• _Source information_
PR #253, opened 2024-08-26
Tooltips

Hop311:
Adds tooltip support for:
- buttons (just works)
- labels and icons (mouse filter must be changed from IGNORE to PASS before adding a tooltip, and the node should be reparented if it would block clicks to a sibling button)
* * *
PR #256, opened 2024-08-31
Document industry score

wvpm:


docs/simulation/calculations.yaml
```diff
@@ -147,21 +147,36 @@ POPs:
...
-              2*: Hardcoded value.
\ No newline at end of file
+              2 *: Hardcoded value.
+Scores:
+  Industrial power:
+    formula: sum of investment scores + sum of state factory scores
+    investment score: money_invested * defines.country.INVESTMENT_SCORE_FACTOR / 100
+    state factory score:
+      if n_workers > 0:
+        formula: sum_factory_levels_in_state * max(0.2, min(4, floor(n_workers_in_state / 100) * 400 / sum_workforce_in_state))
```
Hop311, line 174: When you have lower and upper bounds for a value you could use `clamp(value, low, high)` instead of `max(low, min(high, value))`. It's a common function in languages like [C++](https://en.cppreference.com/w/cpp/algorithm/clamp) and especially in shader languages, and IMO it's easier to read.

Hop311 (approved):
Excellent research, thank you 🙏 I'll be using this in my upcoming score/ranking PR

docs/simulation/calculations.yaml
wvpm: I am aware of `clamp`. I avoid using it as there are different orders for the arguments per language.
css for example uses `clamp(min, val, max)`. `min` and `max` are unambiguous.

• _Task item_
Your answer should consist only of the lines above between the line holding "PR #253, opened 2024-08-26" and the line holding "- labels and", inclusive, each transcribed exactly.

• _Solution to the problem_
PR #253, opened 2024-08-26
Tooltips

Hop311:
Adds tooltip support for:
- buttons (just works)
- labels and icons (mouse filter must be changed from IGNORE to PASS before adding a tooltip, and the node should be reparented if it would block clicks to a sibling button)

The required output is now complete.